(Stored dataset items)
════════════════════
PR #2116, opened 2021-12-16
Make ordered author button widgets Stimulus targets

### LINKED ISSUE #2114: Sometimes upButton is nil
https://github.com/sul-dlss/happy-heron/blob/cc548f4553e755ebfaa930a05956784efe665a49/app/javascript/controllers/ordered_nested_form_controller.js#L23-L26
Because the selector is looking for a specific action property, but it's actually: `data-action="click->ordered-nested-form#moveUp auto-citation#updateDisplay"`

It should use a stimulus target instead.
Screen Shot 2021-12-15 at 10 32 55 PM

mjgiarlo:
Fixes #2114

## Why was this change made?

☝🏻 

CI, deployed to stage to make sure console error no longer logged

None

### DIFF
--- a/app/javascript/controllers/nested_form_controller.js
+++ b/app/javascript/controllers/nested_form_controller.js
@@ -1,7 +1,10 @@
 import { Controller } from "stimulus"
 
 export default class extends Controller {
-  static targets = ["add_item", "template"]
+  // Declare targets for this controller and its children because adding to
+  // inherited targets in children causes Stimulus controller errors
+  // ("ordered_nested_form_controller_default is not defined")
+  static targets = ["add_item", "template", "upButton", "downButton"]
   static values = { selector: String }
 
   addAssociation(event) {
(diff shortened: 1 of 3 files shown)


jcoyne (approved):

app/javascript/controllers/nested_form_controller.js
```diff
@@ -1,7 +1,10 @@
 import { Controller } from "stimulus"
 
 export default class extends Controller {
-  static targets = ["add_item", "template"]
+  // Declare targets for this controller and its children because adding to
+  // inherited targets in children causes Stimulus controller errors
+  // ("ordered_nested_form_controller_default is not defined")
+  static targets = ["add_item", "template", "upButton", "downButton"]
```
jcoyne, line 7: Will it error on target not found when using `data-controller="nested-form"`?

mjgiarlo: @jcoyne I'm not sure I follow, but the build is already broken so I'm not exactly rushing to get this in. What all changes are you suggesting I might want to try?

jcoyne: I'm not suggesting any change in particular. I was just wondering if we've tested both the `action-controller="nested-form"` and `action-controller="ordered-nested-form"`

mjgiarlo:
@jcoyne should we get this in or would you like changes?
════════════════════
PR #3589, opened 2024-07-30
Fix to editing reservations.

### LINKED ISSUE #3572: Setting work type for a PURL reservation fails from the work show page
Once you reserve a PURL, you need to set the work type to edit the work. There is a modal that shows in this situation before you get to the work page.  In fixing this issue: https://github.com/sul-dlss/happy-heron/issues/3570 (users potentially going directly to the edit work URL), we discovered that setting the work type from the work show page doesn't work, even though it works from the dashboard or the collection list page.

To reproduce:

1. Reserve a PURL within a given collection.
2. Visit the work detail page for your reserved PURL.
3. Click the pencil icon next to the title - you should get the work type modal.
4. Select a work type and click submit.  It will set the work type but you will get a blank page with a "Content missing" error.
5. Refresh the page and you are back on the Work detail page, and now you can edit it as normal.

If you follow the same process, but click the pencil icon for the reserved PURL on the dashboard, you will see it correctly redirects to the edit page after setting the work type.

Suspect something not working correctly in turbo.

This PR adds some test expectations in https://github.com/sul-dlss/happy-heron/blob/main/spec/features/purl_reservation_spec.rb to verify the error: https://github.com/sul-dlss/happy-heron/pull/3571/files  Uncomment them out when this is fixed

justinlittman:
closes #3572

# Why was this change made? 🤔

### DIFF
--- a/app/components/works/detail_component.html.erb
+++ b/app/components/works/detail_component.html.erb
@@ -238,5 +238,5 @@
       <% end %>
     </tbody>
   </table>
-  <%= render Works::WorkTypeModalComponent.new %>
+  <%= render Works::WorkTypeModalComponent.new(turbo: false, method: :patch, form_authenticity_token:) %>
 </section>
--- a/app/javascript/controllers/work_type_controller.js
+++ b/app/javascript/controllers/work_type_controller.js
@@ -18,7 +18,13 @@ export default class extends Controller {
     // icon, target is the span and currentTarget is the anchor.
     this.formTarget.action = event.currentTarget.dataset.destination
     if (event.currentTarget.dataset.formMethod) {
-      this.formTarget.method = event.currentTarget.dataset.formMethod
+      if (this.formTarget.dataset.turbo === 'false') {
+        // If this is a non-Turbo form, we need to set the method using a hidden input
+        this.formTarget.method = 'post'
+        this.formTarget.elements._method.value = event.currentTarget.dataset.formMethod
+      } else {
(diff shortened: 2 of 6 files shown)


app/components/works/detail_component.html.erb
════════════════════
:: EXERCISE INSTRUCTIONS ::
Identify every line above that includes the word "when", and show those lines.

:: SOLUTION BELOW ::
jcoyne, line 7: Will it error on target not found when using `data-controller="nested-form"`?
This PR adds some test expectations in https://github.com/sul-dlss/happy-heron/blob/main/spec/features/purl_reservation_spec.rb to verify the error: https://github.com/sul-dlss/happy-heron/pull/3571/files  Uncomment them out when this is fixed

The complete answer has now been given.